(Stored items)
[Start of Attachment]
PR #3059, opened 2019-08-21
Add shard thread safety

miguelportilla:
This PR is part of a larger goal in creating self-contained portable shards and replacing the node store with the shard store.

Do not review the "Implement Shard SQLite support" commit.


src/ripple/nodestore/impl/Shard.cpp
```diff
@@ -55,9 +55,8 @@ Shard::Shard(
 bool
 Shard::open(Scheduler& scheduler, nudb::context& ctx)
 {
+    std::lock_guard<std::mutex> lock(mutex_);
```
HowardHinnant: We no longer need the `<std::mutex>` in this declaration.  Indeed, @seelabs is  just finishing up a PR that removes all of them.
```
std::lock_guard lock{mutex_};
```

miguelportilla: I was going to wait for its merge before opening up the flood gates.

HowardHinnant: I wouldn't remove any `<std::mutex>`.  I just think the thing to do now is not add any more.

HowardHinnant:
This looks pretty good to me.  But I'm left unsure exactly what subset of `Shard` that `mutex_` is protecting.  Which functions are multi-thread safe and which aren't?  If I read the code I can figure it out.  But some comments in Shard.h would help confirm that your intent matches the code.

HowardHinnant:
I'm still seeing read accesses to `complete_` and `storedSeqs_`.  Also to `j_`, but I haven't checked if `Journal` itself is thread safe.

miguelportilla:
@HowardHinnant Feedback addressed, thank you. The `Journal` severity stream access functions (eg. debug(), error() etc...) are thread safe using our current `Logs::Sink` [implementation](https://github.com/ripple/rippled/blob/develop/src/ripple/basics/impl/Log.cpp#L177
).

As a side note... I believe the Journal design could be greatly improved. As is, thread safety isn't guaranteed. For instance, the `Journal:: Sink` `thresh_` and `m_console` members are mutable. Additionally, concurrent writes to file under a user lock will block, adversely affecting performance. :(

HowardHinnant:
How about this:  https://github.com/HowardHinnant/rippled/commit/7723e82db1c00308caf59362bdb2e0e8ad0b98e3

The diff looks much worse than it is.  Most of it is just un-indenting the scope for the `unique_lock`.  Once you look past that, the only thing I've done is transfer the locked ownership of `m_` from the `unique_lock` to the `lock_guard`, without unlocking `m_`.

This is both more efficient, and eliminates the possibility of another thread grabbing `m_` while it is unlocked within this narrow window in `validate()`.

miguelportilla:
@HowardHinnanrt Cherry-picked your mutex suggestion, thanks!

src/ripple/nodestore/impl/Shard.h
```diff
@@ -88,44 +90,50 @@ class Shard
...
-    std::shared_ptr<Backend> const&
-    getBackend() const {assert(backend_); return backend_;}
+    fdRequired() const;
 
     std::shared_ptr<Ledger const>
-    lastStored() {assert(backend_); return lastStored_;}
+    lastStored() const;
+
+    bool
+    validate();
```
scottschurr: Just a question... What is the non-`const` thing that `validate()` does?  If all it does is examine the `Shard` and return `true` or `false` about its validity, then it could be `const`.  I suspect that's not all that happens.  At any rate, it seems like `validate()` should either be `const` or have a comment explaining why it is not.

I think, maybe, you can declare `validate() const` if you also declare `valLedger(ledger, next) const` and `valFetch(hash) const`?

src/ripple/nodestore/impl/Shard.h
```diff
@@ -179,43 +187,52 @@ class Shard
...
     // Save the control file for an incomplete shard
+    // Lock over mutex_ required
     bool
-    saveControl();
+    saveControl(std::lock_guard<std::mutex> const& lock);
+
+    // Validate this ledger by walking its SHAMaps
+    // and verifying each merkle tree
+    bool
+    valLedger(
```
scottschurr: Could this be `valLedger(ledger, next) const`?

src/ripple/nodestore/impl/Shard.h
```diff
@@ -179,43 +187,52 @@ class Shard
...
+        std::shared_ptr<Ledger const> const& ledger,
+        std::shared_ptr<Ledger const> const& next);
+
+    // Fetches from the backend and will log
+    // errors based on status codes
+    std::shared_ptr<NodeObject>
```
scottschurr: Could this be `valFetch(hash) const`?

src/ripple/nodestore/impl/Shard.h
```diff
@@ -88,44 +90,50 @@ class Shard
...
+    validate();
 
 private:
     friend class boost::serialization::access;
-    template<class Archive>
-    void serialize(Archive & ar, const unsigned int version)
+
+    template <class Archive>
+    void
+    serialize(Archive & ar, const unsigned int version)
```
scottschurr: As `serialize(ar, version)` is currently implemented I think it's not thread safe.  I suspect it needs a `lock`.  But that's okay, it also looks like it is unused.  So my suggestion would be to delete the private method.

src/ripple/nodestore/impl/DatabaseShardImp.cpp
```diff
@@ -622,36 +622,36 @@ DatabaseShardImp::getCompleteShards()
 void
 DatabaseShardImp::validate()
 {
+    std::map<std::uint32_t, std::shared_ptr<Shard>> completeCpy;
```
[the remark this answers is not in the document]
miguelportilla: Agreed, will do! 👍

src/ripple/nodestore/impl/DatabaseShardImp.cpp
```diff
@@ -622,36 +622,36 @@ DatabaseShardImp::getCompleteShards()
...
-        if (incomplete_)
-            s += std::to_string(incomplete_->index());
-        else
-            s.pop_back();
-        JLOG(j_.debug()) << s;
+        completeCpy = complete_;
     }
 
-    for (auto& e : complete_)
+    for (auto const &[_, shard] : completeCpy)
```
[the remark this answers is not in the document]
miguelportilla: I think you'll like the new solution even better.

src/ripple/nodestore/impl/Shard.cpp
```diff
@@ -205,31 +205,100 @@ Shard::prepare()
...
+
 bool
 Shard::validate()
 {
     uint256 hash;
-    std::uint32_t seq;
+    std::uint32_t seq {0};
     std::shared_ptr<Ledger> ledger;
-    auto fail = [this](std::string const& msg)
+    auto fail = [this, &hash, seq](std::string const& msg)
```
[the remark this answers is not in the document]
miguelportilla: Will do.  Yes, I meant to capture 'seq' by ref. Good find!

src/ripple/nodestore/impl/Shard.cpp
```diff
@@ -790,5 +720,120 @@ Shard::saveControl(std::lock_guard<std::mutex> const&)
     return true;
 }
 
+bool
+Shard::valLedger(
+    std::shared_ptr<Ledger const> const& ledger,
+    std::shared_ptr<Ledger const> const& next)
+{
+    auto fail = [this, &ledger](std::string const& msg)
```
[End of Attachment]
Task to carry out =
Search the records for lines holding the word "fail", then copy each line you find.

Task answer =
-    auto fail = [this](std::string const& msg)
+    auto fail = [this, &hash, seq](std::string const& msg)
+    auto fail = [this, &ledger](std::string const& msg)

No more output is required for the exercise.